My paternal grandfather also loved "Dem Burns," a fact gleefully exploited by his son (my dad). When the Dodgers visited the Polo Grounds to play the hated Giants, my father--whose favorite player was Ralph Kiner, so he rooted for the then-perennially last-place Pittsburgh Pirates-would go with my grandfather and dutifully root for the Dodgers. However, when the Giants ventured across the river to face their arch-rivals, my dad cheered on the visitors, just to irk his pop. It got so bad, my father once told me, that he and his mother sat in one section of Ebbets Field while his father sat by himself in another section.

Then there is the tale of the second "Shot Heard 'Round the World"--the first, of course, in keeping with the patriotic theme of this issue, started the Revolutionary War--when Bobby Thomson's ninth-inning home run stole the 1951 pennant from Brooklyn; my grandfather, upon hearing the call on the radio, immediately walked off his job and went on a three-day bender. He went on to explain that he didn't get fired since his boss went on a five-day bender. Of course, Russ Hodges' famous call of that home run--"The Giants win the pennant!
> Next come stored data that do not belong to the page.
Issue #242, opened 2019-06-03
Can't use regex modifiers with the pattern function in YAML rulesets


arno-di-loreto:
### **I'm submitting a...**
  - [x] bug report
  - [ ] feature request

### What is the current behavior?

When using the pattern function in a YAML ruleset with spectral-cli, regex with modifiers (`/^.*dto$/i` for example) do not work.
They work when using the spectral module and defining ruleset in node.

YAML ruleset and swagger 2.0 YAML file to reproduce the bug can be found here: https://gist.github.com/arno-di-loreto/63c307e14d8a01928b98625191d59bb7

Not working in YAML ruleset
```
rules:
  schema-name-is-valid-not-working:
    summary: Definition name must not use dto suffix
    given: $.definitions
    severity: 0
    then:
      field: "@key"
      function: pattern
      functionOptions:
        notMatch: /^.*dto$/i
```

Working in node:
```
const rules = () => {
  return { 
    'definition-name-is-valid': {
      summary: 'Definition name must not use dto suffix',
      given: '$.definitions',
      type: RuleType.STYLE,
      severity: DiagnosticSeverity.Error,
      then: {
        field: '@key',
        function: RuleFunction.PATTERN,
        functionOptions: {
           notMatch: /^.*dto$/i
        }
      }
    }
}
```

### What is the expected behavior?

Being able to use regex with modifiers with the pattern function (for both match and notMatch options) in YAML rulesets.

### Please tell us about your environment:

  - spectral-cli -v: @stoplight/spectral/3.0.3 win32-x64 node-v8.11.3

### Other information

I think that when the ruleset is loaded, the /^.*dto$/i regex is loaded as a simple string and not a regex.

Proposed modification in  https://github.com/stoplightio/spectral/blob/master/src/functions/pattern.ts

- Analyzing the match and notMatch regexes to extract regex and modifiers
- Then use new Regex(regex, modifiers)

(Idea based on this stackoverflow response: https://stackoverflow.com/a/874742, I'm not sure about the regex to parse regex, maybe a simple substring would be simpler)

I think I can do it myself and propose a pull request if it is actually a bug (I may have miss something)

P0lip:
@arno-di-loreto 

It's a bug - we should be supporting all possible modifiers, as they are very commonly used. Unfortunately, JS regular expressions cannot be represented in any way in YAML or JSON format, we need to construct a regular expression during the runtime execution based on provided input. 
[...]

PR #251, opened 2019-06-07
fix(pattern.ts): enable use of regex flags for pattern in ruleset files

arno-di-loreto:
#242

Bug fix

See #242

None


src/functions/pattern.ts
```diff
@@ -1,5 +1,25 @@
 import { IFunction, IFunctionResult, IRulePatternOptions } from '../types';
 
+function test(value: string, regex: any) {
+  let re;
+  if (typeof regex === 'string') {
+    // regex in a string like {"match": "/[a-b]+/im"} or {"match": "[a-b]+"} in a json ruleset
+    // the available flags are "gimsuy" as described here: https://developer.mozilla.org/en-US/docs/Web/JavaScript/Reference/Global_Objects/RegExp
+    const splitRegex = /^\/(.+)\/([gimsuy]*)$/.exec(regex);
```
P0lip: I wouldn't be less lenient about flags here.
```suggestion
    const splitRegex = /^\/(.+)\/([a-z]*)$/.exec(regex);
```
IMHO we don't have to be so defensive here. Furthermore, we won't need to adjust the code in the future when a new flag is introduced. (`s` is fairly new for instance, introduced in ES2018 IIRC)

Moreover, we don't seem to allow regular expressions without any flags specified, so I'd suggest tweaking the above regular expression further
```suggestion
    const splitRegex = /^\/(.+)\/([a-z]*)?$/.exec(regex);
```

src/functions/pattern.ts
```diff
@@ -1,5 +1,25 @@
 import { IFunction, IFunctionResult, IRulePatternOptions } from '../types';
 
+function test(value: string, regex: any) {
```
P0lip:
```suggestion
function test(value: string, regex: RegExp | string) {
```

src/functions/pattern.ts
```diff
@@ -1,5 +1,25 @@
...
+  let re;
+  if (typeof regex === 'string') {
+    // regex in a string like {"match": "/[a-b]+/im"} or {"match": "[a-b]+"} in a json ruleset
+    // the available flags are "gimsuy" as described here: https://developer.mozilla.org/en-US/docs/Web/JavaScript/Reference/Global_Objects/RegExp
+    const splitRegex = /^\/(.+)\/([gimsuy]*)$/.exec(regex);
+    if (splitRegex) {
+      // with slashes like /[a-b]+/ and possibly with flags like /[a-b]+/im
+      re = new RegExp(splitRegex[1], splitRegex[2]);
```
P0lip: Syntax error caused by `/foo/iii` is uncaught here. Shall we wrap it with try...catch?
```suggestion
      try {
        re = new RegExp(splitRegex[1], splitRegex[2]);
      } catch {
        return false;
      }
```

arno-di-loreto: By silently catching errors, users wouldn't be aware that their regex is invalid. I would prefer to keep a behavior similar to what happens when you provide an invalid schema to the schema function (the exception is thrown, that really helped me 😅 ).
The following output shows how it looks when the schema and pattern function throw an exception:
```
Adding OpenAPI 2.0 (Swagger) functions
Encountered error when running rule 'invalid-regex-modifiers' on node at path '$,definitions':
SyntaxError: Invalid flags supplied to RegExp constructor 'izorglub'
Encountered error when running rule 'test-schema-error' on node at path '$,definitions,ValidSchemaName':
Error: schema is invalid: data/type should be equal to one of the allowed values, data/type should be array, data/type should match some schema in anyOf

/Users/arnaud/Dev/spectral-testing/samples/pattern-swagger.yaml
 23:24  error  schema-name-is-valid-not-working      Definitionname must not end with dto (any case)
 23:24  error  schema-name-is-valid-ulgy-workaround  Definitionname must not end with dto (any case)

✖ 2 problems (2 errors, 0 warnings, 0 infos)
```
If you're OK with that I just need to update the test to modify the one with an invalid flag. Can I do that on my branch and then use the `yarn commit` command without doing another pull request?

P0lip: > By silently catching errors, users wouldn't be aware that their regex is invalid. I would prefer to keep a behavior similar to what happens when you provide an invalid schema to the schema function (the exception is thrown, that really helped me sweat_smile ).

Agreed.

> If you're OK with that I just need to update the test to modify the one with an invalid flag. Can I do that on my branch and then use the yarn commit command without doing another pull request?

I'm totally fine with that. You can do it on your branch, sure.

src/functions/__tests__/pattern.test.ts
```diff
@@ -48,10 +48,14 @@ describe('pattern', () => {
...
     });
 
-    test('should return an array with a message when given value matches the given match string regex with slashes and modifier', () => {
-      expect(runPattern('aBc', { match: '/[abc]+/izorglug' })).toEqual([
-        { message: "must match the pattern '/[abc]+/izorglug'" },
-      ]);
+    test('should throw an exception when given string regex contains invalid flags', () => {
+      let exception = null;
+      try {
+        runPattern('aBc', { match: '/[abc]+/invalid' });
```
P0lip:
```ts
expect(() => runPattern('aBc', { match: '/[abc]+/invalid' })).toThrow(
  "Invalid flags supplied to RegExp constructor 'invalid'",
);
```

Could be simplified a bit :slightly_smiling_face:

P0lip:
I went ahead and made the change. Hope you don't mind.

The Giants win the pennant!! The Giants win the pennant!!!! ... And they're going crazy.... Wooooooooaaaaa!!!!!!!!"--has been heard a million times, yet two images on the film clip of that historic moment always catch my eye: Eddie Stanky cutting across the infield before Thomson even had finished circling the bases and tackling Giants manager Leo Durocher in the third base coaches box, and Dodger second baseman Jackie Robinson trailing Thomson around the bases to make sure he touched them all. (Imagine such heads-up play by any current-day player.)

Moreover, it is Robinson, whose legacy is being celebrated this season (60 years since he broke major league baseball's color barrier), who provides the perfect example of just how deep the Giants-Dodger rivalry used to run. After 10 years as a Brooklyn Dodger, he was traded to the Giants. Yet, he refused to change addresses, and retired rather than play for Brooklyn's arch enemies. I only wish Giants' ace Juan Marichal had shown the same resolve. The Dominican Dandy--he of the famous high-leg-kick motion--was winding down his Hall-of-Fame career when he signed as a free agent with the Dodgers. Although he only appeared in two games for Los Angeles (with an ERA over 13), it absolutely killed me to see my favorite all-time pitcher in a Dodger uniform. It was, after all, those same Dodger threads that may have proved to be Marichal's undoing, as he never completely was forgiven for the clubbing (with his bat while at bat) he gave L.A. catcher Johnny Rosboro during one of those fever-pitch confrontations that marked this rivalry (even the West Coast's tamer version of it). Although enjoying a number of brilliant seasons that can compare with any on record, Marichal never was voted the Cy Young Award by the nation's sportswriters, although going head-to-head against the likes of Cardinal righthander Bob Gibson and Dodger southpaw Sandy Koufax might have had something to do with it. That trio formed the backbone of the N.L. All-Star pitching staff during the 1960s. This season's Mid-Summer Classic, as if to remind us of those halcyon days, is in San Francisco.